* [WHAT THE TASK ASKS]
Write the entries out exactly, with the final line being the one containing "Also, it turned".

(Stored data)
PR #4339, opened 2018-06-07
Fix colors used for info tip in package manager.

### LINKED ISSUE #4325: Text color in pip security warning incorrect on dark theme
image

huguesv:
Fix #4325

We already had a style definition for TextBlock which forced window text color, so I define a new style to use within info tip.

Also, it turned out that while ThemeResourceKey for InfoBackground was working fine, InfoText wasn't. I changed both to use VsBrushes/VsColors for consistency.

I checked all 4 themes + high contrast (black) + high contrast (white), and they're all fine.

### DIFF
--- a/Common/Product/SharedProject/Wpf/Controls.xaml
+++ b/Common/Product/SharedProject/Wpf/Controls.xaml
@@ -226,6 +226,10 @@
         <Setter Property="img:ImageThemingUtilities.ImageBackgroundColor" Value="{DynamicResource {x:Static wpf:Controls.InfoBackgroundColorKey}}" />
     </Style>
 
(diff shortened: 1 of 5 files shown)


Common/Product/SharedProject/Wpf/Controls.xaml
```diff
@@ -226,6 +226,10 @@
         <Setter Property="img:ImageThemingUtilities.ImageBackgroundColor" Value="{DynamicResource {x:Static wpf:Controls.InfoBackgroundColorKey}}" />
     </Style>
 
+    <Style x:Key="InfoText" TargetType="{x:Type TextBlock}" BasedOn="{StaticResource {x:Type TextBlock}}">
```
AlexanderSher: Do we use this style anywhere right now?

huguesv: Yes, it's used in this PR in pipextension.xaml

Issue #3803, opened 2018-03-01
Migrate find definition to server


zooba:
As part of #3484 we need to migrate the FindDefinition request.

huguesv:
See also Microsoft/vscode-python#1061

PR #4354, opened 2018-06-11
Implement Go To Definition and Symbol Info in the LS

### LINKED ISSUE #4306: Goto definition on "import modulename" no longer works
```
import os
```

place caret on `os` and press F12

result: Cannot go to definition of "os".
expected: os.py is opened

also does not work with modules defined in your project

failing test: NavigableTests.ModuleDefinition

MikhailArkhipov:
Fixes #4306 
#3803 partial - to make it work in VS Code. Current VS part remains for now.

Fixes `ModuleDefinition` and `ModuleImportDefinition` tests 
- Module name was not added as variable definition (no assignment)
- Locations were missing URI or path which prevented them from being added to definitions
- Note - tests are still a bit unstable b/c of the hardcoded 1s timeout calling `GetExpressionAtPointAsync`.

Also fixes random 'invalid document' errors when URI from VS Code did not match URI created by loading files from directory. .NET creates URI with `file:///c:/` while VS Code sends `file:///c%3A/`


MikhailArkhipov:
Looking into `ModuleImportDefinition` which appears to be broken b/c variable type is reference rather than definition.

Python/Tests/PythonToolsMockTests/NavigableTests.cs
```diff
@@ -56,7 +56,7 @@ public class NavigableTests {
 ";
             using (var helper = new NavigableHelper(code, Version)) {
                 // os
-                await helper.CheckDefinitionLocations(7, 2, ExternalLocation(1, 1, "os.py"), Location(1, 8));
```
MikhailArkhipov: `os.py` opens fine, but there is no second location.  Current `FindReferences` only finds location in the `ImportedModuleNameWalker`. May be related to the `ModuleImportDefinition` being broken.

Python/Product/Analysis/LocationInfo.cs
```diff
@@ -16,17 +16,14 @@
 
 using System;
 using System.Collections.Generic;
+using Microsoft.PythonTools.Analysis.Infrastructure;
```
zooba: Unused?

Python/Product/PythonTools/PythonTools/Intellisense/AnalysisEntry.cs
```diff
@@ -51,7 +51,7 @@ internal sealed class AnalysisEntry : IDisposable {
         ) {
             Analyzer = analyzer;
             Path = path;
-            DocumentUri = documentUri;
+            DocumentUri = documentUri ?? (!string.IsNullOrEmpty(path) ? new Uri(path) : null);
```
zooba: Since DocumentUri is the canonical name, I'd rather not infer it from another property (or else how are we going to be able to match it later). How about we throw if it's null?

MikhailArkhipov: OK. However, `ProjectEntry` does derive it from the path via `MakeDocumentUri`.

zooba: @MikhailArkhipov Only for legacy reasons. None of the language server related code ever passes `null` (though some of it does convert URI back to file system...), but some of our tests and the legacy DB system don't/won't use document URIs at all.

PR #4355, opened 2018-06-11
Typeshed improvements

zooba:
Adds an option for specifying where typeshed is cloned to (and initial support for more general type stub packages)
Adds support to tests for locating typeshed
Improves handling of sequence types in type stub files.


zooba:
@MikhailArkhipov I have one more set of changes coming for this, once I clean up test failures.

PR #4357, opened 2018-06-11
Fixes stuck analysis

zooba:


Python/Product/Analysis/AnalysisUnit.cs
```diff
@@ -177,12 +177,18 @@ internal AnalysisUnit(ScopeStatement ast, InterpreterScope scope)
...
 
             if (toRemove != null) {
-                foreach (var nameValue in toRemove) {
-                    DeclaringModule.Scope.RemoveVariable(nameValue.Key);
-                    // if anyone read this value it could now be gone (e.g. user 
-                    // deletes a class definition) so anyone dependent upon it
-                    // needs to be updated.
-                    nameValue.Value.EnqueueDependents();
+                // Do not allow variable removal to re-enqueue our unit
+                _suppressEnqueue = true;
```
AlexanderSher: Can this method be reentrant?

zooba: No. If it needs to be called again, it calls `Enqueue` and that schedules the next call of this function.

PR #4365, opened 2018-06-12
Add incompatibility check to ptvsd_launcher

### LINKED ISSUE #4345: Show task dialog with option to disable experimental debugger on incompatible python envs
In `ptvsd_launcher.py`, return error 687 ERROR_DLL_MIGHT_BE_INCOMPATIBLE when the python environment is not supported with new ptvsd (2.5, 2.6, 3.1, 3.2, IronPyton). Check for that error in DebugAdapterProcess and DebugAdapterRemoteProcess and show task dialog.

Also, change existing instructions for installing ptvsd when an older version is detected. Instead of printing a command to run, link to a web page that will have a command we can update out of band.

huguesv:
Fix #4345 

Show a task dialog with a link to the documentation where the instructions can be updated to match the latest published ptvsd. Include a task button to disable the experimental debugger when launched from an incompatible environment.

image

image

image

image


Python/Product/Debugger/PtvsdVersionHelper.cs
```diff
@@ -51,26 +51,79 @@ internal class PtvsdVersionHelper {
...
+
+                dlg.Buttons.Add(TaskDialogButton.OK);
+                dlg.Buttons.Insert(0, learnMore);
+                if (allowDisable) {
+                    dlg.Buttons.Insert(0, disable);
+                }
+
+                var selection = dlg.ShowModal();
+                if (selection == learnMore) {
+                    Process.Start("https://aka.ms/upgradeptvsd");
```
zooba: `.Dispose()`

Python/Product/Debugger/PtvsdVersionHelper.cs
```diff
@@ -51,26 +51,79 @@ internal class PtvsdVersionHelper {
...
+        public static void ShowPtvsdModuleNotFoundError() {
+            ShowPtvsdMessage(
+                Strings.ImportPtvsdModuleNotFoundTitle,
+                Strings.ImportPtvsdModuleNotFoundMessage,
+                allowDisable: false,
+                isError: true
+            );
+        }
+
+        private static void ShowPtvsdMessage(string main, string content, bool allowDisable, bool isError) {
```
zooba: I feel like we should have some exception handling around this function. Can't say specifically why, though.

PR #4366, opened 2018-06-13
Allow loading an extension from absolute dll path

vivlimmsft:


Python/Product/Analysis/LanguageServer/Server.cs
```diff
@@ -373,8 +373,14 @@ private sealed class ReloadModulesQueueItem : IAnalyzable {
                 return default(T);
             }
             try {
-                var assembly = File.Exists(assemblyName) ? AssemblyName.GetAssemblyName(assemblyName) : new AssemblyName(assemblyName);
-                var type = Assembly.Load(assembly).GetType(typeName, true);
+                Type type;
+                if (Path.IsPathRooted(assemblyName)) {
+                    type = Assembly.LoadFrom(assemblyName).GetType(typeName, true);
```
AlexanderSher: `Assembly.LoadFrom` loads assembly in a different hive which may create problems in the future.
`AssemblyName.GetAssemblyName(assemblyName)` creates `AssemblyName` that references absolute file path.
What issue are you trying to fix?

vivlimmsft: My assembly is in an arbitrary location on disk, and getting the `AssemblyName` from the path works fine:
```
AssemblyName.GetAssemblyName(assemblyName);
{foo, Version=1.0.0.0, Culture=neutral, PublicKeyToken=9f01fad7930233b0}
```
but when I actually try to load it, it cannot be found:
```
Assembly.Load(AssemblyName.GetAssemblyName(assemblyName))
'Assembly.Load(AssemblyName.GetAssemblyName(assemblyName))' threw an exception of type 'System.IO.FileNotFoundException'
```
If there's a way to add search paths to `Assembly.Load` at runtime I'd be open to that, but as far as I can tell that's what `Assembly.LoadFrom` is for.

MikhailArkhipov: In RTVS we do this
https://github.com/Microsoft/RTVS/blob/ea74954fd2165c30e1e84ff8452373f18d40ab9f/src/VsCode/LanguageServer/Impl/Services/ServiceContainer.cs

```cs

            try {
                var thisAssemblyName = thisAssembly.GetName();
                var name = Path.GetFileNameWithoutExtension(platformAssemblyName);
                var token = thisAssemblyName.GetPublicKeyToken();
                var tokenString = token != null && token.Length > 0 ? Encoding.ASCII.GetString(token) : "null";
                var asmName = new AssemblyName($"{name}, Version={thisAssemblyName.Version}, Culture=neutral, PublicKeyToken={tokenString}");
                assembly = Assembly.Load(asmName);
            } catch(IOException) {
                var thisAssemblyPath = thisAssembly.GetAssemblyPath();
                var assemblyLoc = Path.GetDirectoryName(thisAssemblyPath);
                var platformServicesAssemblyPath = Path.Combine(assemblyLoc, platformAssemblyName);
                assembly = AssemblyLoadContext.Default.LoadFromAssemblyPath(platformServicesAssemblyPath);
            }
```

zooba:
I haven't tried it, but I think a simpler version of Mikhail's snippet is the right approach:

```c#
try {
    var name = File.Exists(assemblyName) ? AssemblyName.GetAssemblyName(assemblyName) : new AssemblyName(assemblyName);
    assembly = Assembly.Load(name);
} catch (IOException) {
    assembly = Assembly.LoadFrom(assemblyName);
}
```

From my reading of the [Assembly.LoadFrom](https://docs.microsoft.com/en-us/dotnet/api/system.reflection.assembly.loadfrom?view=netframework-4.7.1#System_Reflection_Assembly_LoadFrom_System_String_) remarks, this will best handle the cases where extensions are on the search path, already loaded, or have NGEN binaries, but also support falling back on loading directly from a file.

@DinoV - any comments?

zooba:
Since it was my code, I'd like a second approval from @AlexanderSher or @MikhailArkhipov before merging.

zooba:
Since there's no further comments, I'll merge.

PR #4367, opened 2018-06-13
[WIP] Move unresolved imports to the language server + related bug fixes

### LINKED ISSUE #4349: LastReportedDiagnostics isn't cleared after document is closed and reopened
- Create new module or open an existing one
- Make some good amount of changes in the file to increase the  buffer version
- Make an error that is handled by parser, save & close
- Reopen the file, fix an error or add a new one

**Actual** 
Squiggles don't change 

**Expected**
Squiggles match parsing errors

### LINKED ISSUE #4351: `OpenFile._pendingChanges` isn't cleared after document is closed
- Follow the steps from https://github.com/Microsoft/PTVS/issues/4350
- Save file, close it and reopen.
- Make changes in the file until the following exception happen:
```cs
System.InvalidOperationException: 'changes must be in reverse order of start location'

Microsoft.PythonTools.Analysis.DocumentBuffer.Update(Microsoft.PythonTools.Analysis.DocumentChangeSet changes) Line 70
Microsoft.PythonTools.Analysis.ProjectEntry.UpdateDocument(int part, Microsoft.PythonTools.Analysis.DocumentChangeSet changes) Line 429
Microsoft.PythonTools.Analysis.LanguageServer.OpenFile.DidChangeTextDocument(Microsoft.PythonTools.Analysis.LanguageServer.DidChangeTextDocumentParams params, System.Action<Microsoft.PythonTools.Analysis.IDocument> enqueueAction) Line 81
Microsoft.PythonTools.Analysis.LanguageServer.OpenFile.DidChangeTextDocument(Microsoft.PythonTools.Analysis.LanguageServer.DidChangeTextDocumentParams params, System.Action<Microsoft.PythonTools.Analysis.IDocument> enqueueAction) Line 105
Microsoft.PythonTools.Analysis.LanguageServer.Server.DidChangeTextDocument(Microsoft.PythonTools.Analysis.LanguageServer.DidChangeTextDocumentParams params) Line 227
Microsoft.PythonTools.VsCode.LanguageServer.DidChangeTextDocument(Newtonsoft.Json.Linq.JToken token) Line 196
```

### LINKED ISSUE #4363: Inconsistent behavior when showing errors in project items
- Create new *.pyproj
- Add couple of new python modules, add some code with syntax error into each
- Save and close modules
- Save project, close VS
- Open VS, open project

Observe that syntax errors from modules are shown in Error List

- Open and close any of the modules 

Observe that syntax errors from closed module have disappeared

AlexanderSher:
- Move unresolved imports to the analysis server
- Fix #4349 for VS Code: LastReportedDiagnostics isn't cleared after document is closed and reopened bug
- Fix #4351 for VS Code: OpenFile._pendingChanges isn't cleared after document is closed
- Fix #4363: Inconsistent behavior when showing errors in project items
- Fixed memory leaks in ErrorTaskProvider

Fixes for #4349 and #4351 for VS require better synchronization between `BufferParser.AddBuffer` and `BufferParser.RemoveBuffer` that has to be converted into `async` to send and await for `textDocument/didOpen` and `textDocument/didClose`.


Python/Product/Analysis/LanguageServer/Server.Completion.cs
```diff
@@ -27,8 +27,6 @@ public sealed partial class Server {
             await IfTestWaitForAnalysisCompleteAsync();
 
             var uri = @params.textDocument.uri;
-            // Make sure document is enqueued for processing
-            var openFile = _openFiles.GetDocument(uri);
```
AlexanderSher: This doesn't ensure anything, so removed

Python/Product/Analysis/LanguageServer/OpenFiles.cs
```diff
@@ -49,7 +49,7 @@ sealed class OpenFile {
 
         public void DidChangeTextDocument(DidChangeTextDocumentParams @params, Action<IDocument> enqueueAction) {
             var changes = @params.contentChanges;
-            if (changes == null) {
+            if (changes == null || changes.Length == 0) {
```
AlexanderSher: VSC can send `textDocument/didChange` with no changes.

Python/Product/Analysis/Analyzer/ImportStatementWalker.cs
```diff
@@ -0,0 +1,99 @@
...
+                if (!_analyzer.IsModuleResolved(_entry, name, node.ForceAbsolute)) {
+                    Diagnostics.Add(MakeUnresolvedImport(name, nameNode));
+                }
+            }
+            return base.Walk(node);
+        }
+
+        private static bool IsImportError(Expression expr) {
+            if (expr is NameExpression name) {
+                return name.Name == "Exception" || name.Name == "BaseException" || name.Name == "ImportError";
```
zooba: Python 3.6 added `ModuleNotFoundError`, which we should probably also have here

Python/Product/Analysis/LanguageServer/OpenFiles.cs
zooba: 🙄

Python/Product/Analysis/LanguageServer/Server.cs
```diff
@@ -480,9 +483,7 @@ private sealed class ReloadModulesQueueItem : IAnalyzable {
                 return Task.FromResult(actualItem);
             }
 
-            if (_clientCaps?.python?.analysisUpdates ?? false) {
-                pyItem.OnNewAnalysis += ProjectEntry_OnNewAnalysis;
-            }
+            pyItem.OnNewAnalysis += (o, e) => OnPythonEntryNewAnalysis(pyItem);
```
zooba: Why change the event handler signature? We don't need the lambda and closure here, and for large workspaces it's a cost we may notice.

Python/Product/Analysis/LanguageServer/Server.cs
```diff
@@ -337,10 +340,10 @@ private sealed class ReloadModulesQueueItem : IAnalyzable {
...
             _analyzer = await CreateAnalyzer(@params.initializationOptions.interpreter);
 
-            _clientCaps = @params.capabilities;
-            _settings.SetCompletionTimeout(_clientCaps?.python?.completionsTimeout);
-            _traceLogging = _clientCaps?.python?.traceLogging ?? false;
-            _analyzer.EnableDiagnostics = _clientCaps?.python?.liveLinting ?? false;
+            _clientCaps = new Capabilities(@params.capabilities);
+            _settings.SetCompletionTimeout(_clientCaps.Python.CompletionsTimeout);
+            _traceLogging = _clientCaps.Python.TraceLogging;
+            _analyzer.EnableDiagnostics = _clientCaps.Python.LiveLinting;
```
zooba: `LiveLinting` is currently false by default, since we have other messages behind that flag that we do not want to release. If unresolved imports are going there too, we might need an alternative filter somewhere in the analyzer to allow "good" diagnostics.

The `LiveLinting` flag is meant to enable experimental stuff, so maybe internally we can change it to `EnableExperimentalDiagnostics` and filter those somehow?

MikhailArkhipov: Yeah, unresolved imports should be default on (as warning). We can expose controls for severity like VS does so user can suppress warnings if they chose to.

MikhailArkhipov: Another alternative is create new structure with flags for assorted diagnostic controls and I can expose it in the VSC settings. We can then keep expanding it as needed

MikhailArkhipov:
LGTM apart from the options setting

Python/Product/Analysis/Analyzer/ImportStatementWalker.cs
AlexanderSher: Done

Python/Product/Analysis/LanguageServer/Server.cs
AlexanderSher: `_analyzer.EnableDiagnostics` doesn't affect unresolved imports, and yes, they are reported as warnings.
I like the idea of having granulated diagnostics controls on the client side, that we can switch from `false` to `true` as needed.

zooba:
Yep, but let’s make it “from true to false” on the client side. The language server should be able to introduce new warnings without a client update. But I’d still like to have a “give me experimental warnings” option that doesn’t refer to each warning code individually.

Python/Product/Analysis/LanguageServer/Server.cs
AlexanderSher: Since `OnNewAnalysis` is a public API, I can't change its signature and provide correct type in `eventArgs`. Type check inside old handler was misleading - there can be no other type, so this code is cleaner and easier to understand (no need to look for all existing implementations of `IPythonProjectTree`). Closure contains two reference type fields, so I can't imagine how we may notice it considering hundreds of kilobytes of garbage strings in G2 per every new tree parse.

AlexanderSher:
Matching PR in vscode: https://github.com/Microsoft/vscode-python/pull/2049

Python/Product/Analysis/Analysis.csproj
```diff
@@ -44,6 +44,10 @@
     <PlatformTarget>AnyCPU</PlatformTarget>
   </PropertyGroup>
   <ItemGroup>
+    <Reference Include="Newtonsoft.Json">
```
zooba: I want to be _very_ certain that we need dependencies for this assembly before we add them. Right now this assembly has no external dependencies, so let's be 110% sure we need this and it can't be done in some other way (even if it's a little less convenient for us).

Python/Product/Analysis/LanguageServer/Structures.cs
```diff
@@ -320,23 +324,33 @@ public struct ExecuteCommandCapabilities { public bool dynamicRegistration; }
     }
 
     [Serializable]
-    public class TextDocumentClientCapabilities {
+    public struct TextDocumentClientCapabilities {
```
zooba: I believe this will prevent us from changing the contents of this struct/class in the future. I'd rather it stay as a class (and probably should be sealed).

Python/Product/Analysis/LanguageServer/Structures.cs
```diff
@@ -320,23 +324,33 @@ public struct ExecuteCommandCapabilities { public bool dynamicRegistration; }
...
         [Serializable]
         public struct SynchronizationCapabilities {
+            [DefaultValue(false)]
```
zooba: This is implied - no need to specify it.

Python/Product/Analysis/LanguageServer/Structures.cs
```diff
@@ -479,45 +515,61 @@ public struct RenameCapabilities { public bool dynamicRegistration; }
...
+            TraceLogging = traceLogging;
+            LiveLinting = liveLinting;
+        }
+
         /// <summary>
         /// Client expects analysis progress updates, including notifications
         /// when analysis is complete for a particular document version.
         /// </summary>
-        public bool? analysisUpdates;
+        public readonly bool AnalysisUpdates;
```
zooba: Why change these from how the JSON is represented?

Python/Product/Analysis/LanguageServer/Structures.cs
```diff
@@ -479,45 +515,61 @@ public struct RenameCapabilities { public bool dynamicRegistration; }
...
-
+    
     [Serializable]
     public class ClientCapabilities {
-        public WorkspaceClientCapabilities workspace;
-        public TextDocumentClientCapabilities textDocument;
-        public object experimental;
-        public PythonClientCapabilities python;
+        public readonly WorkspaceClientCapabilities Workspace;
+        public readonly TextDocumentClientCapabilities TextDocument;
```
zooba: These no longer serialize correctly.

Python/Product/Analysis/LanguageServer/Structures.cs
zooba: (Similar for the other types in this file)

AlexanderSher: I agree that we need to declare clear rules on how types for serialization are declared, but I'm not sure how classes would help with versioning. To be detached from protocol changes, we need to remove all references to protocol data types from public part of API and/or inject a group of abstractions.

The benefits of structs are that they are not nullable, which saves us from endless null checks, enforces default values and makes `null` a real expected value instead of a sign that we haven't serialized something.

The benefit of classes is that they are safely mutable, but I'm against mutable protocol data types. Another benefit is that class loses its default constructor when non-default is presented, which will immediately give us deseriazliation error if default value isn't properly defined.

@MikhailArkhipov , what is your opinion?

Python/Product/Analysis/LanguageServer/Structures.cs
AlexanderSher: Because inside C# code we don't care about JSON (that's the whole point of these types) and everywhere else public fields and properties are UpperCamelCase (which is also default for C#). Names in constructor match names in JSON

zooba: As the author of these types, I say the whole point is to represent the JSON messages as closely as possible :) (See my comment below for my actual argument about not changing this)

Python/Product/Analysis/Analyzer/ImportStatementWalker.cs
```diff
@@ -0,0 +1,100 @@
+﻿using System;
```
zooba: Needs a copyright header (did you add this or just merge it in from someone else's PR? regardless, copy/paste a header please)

* [EXERCISE RESPONSE]
PR #4339, opened 2018-06-07
Fix colors used for info tip in package manager.

### LINKED ISSUE #4325: Text color in pip security warning incorrect on dark theme
image

huguesv:
Fix #4325

We already had a style definition for TextBlock which forced window text color, so I define a new style to use within info tip.

Also, it turned out that while ThemeResourceKey for InfoBackground was working fine, InfoText wasn't. I changed both to use VsBrushes/VsColors for consistency.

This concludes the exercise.